The BDCTM seems to perform better than cotram in the more complicated scenarios and worse especially in settings where a simple Poisson model would be due; this may be less surprising considering BDCTM's spline-based nature in comparison to cotram's use of Bernstein polynomials.

The simulation study confirms the robustness of the BDCTM in the presence of different data- generating processes. Its fit is satisfactory in all investigated cases and highly competitive in the more complicated scenarios. While the Poisson distribution only works well in simple scenarios, the negative binomial distribution also works quite well for most scenarios (except the Poisson case). Still, BDCTMs outperform negative binomial regression uniformly over all but the Poisson and the negative binomial scenario.
5 Applications

We illustrate possible applications of the BDCTM in this section. For better readability, we add the number of basis functions to the basis, for a (q). Code required for reproducing the following applications is openly accessible.^*

5.1 Patent citations with excess zeros

Similar to an author of a scientific publication, an inventor who applies for a patent has to cite all existing patents their work is based on. We analyze the citation number (ncit : y) of patents granted by the European Patent Office (EPO). The considered dataset includes five dummys and three continuous variables. The available continuous covariates are the grant year (year), the number of the designated states (ncountry) and the number of patent claims (nclaims). (For a full description of the explanatory variables in the data set of n = 4,805 observations, see Jerak and Wagner 2006). A high rate of zeros (≈ 46%) and a big spread ncit ∈ {0,…, 40} hint on the presence of zero-inflation and overdispersion. A rigorous investigation of this presumption has to consider whether this is holds conditional on the covariates. We let the sampler run for 2,000 iterations with a burn-in and warm-up phase of length 1,000 such that 1,000 iterations are obtained for inference.

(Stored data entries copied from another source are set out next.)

PR #9634, opened 2026-03-04
fix(BA-4868): add status field to UpdateRoleInput GraphQL input

fregataa:
## Summary
- Add `status: RoleStatusGQL | None` field to `UpdateRoleInput` GraphQL input type
- Wire the status field through `to_updater()` to `RoleUpdaterSpec` so role status can be updated via the mutation
- `RoleUpdaterSpec` already supported status updates; this change exposes it at the GraphQL layer

## Test plan
- [x] Verify `updateRole` mutation accepts `status` parameter
- [x] Verify role status can be changed to ACTIVE/INACTIVE/DELETED via GraphQL

Resolves BA-4868

### DIFF
--- a/docs/manager/graphql-reference/supergraph.graphql
+++ b/docs/manager/graphql-reference/supergraph.graphql
@@ -12091,6 +12091,7 @@ input UpdateRoleInput
   id: UUID!
   name: String = null
   description: String = null
+  status: RoleStatus = null
 }
 
 """Added in 25.19.0. Input for updating route traffic status."""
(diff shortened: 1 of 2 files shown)


src/ai/backend/manager/api/gql/rbac/types/role.py
```diff
@@ -357,6 +357,7 @@ class UpdateRoleInput:
     id: uuid.UUID
     name: str | None = None
     description: str | None = None
+    status: RoleStatusGQL | None = None
 
     def to_updater(self) -> Updater[RoleRow]:
         spec = RoleUpdaterSpec(
```
seedspirit, line 363: It doesn't seem to be within the current scope of modifications, but there's a field called `source` in `RoleUpdaterSpec`. Is this not being used?

seedspirit (approved):

ironAiken2 (approved):
LGTM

We start our investigation with the simple linear transformation model (BDCTM_lin):

F_{SL} (a_{8} {(\log (⌊y + 1⌋))}^{T} γ - z^{T} β),

(5.1)

where the linear predictor z _T β contains all available covariates. As a first in-sample assessment of the practical capabilities of our transformation approach, we want to inspect to what extend the observed frequencies ${obs}_{r} = \sum_{i = 1}^{n} 1 (y_{i} = r)$ in the data set match the expected frequencies $\exp_{r} = \sum_{i = 1}^{n} (r; {\hat{γ}}_{i})$ derived from the model. Figure 2 displays the rootograms as introduced by Kleiber and Zeileis (2016) obtained from the model in Equation (5.1), from a Poisson and from a negative binomial GLM with all covariates included in the predictors. Rootograms make use of a horizontal reference line (at zero) to highlight the discrepancies between observed and expected frequencies. The Poisson model clearly underfits the zeros and exhibits an undulating pattern, overpredicting counts between 1 and 4, and underpredicting the rest, which is a sign of substantial overdispersion. The flexible transformation function of BDCTM is able to emulate the overdispersion-robust negative binomial model, which is reflected in the bars being closely aligned with the x-axis.

Figure 2

Patent citations. Rootograms of the linear Poisson, the linear negative binomial and the simple linear BDCTM model.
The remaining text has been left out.